Normalization method for metabolomics data using optimal selection of multiple internal standards

Abstract
Background: Success of metabolomics as the phenotyping platform largely depends on its ability to detect various sources of biological variability. Removal of platform-specific sources of variability such as systematic error is therefore one of the foremost priorities in data preprocessing. However, chemical diversity of molecular species included in typical metabolic profiling experiments leads to different responses to variations in experimental conditions, making normalization a very demanding task. Results: With the aim to remove unwanted systematic variation, we present an approach that utilizes variability information from multiple internal standard compounds to find optimal normalization factor for each individual molecular species detected by metabolomics approach (NOMIS). We demonstrate the method on mouse liver lipidomic profiles using Ultra Performance Liquid Chromatography coupled to high resolution mass spectrometry, and compare its performance to two commonly utilized normalization methods: normalization by l 2 norm and by retention time region specific standard compound profiles. The NOMIS method proved superior in its ability to reduce the effect of systematic error across the full spectrum of metabolite peaks.

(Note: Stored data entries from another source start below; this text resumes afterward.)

PR #3170, opened 2025-01-10
Shatter shards on impact

### LINKED ISSUE #3134: Shards should shatter upon impact
The shards dropped by Corrupted Igel, Crystallo and Big Granito tend to be rather annoying and hard to see once on the ground. They are already challenging enough during the initial burst.

So I recommend having those shards be destroyed upon impact with either the player, an object or solid ground to make them a bit less annoying.

Brockengespenst:
Makes shards less annoying. With this change, there is no need for them to be a sticky object, a moving sprite is just enough and makes them less complex.

Fixes #3134


Brockengespenst:
@Rusty-Box : Please give it a try and check if this works better.

weluvgoatz:
Haven't tested yet but in my opinion the crystallo shards should retain their current behavior but every single other usages of darts can have this shattering-upon-impact.

MatusGuy:
Nice. Make sure this works with the corrupted big granito, roof crystallo, and corrupted igel.

MatusGuy:
In my opinion the cooldown should stay but instead be significantly lowered to something like less than a second. This PR might need discussion

Brockengespenst:
> Nice. Make sure this works with the corrupted big granito, roof crystallo, and corrupted igel.

They all use the same class, so it works for all of them.

> In my opinion the cooldown should stay but instead be significantly lowered to something like less than a second. This PR might need discussion

Sure, I absolutely agree about the discusison.
If keeping the old behaviour, I think decreasing the time the shards are still active should definitely decreased. And maybe add some decent fade out effect instead of disappearing instantly.

Brockengespenst:
No feedback yet, so I give you the opportunity to test it out. Shards remain for 0.7 seconds active after impact and fadeout in another 0.7 seconds (not hurting anymore). This feels quite fair for me and looks nicer.
Further idea: Fadout may already start on first impact with Tux or a badguy - kind of "taking the shard out of the game" after first hit of one of them.

MatusGuy (approved):
Code looks good

Alasdairbugs (approved):

bruhmoent (approved):

PR #470, opened 2022-07-11
Remove pyarrow from setup.py

bnaul:
#414 added `pyarrow` to the `setup.py` as part of adding `google-bigquery-storage` to `install_requires`. I understand the motivation for adding `google-bigquery-storage`, but since that has its own allowed `pyarrow` version range, it seems simpler to just rely on that rather than specifying yet another `pyarrow` range here which can get (/ currently is) out of sync with that library.

@tswast what do you think?

### DIFF
--- a/setup.py
+++ b/setup.py
@@ -85,7 +85,6 @@ setup(
         "google-auth>=1.25.0,<3.0.0dev",  # Work around pip wack.
         "google-cloud-bigquery>=2.25.2,<4.0.0dev",
         "google-cloud-bigquery-storage>=2.0.0,<3.0.0dev",
-        "pyarrow>=3.0.0,<7.0dev",
         # Temporarily set maximimum sqlalchemy to a known-working version while
         # we debug failing compliance tests. See:
         # https://github.com/googleapis/python-bigquery-sqlalchemy/issues/386


tswast:
Related: https://github.com/googleapis/python-bigquery/issues/1196 is an open issue for a request to make pyarrow optional again in `google-cloud-bigquery`

tswast:
> Does that make sense or am I missing something about how this library relies on pyarrow?

The DB-API package that this depends on can optionally rely on the BigQuery Storage API, which requires pyarrow to deserialize the results. This can be much faster for downloading large results, but won't make much of a difference for smaller result sizes.

tswast:
If we were to drop pyarrow, we should also drop bqstorage. Ideally, we'd include these as "extras" and make sure we have tests where these packages are not installed & installed.

chalmerlowe:
> Related: [googleapis/python-bigquery#1196](https://github.com/googleapis/python-bigquery/issues/1196) is an open issue for a request to make pyarrow optional again in `google-cloud-bigquery`

1196 got closed via this PR:

https://github.com/googleapis/python-bigquery/pull/1282/files

This makes `pyarrow` and `google-cloud-bigquery-storage` optional

chalmerlowe:
@bnaul closing this PR based on some work related to making both `pyarrow` and `bqstorage` optional in PR #847.
Thanks so much for issuing this PR and providing impetus to improving `python-bigquery-sqlalchemy`.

We also demonstrate that the method can be used to select best combinations of standard compounds for normalization. Conclusion: Depending on experiment design and biological matrix, the NOMIS method is applicable either as a one-step normalization method or as a two-step method where the normalization parameters, influenced by variabilities of internal standard compounds and their correlation to metabolites, are first calculated from a study conducted in repeatability conditions. The method can also be used in analytical development of metabolomics methods by helping to select best combinations of standard compounds for a particular biological matrix and analytical platform.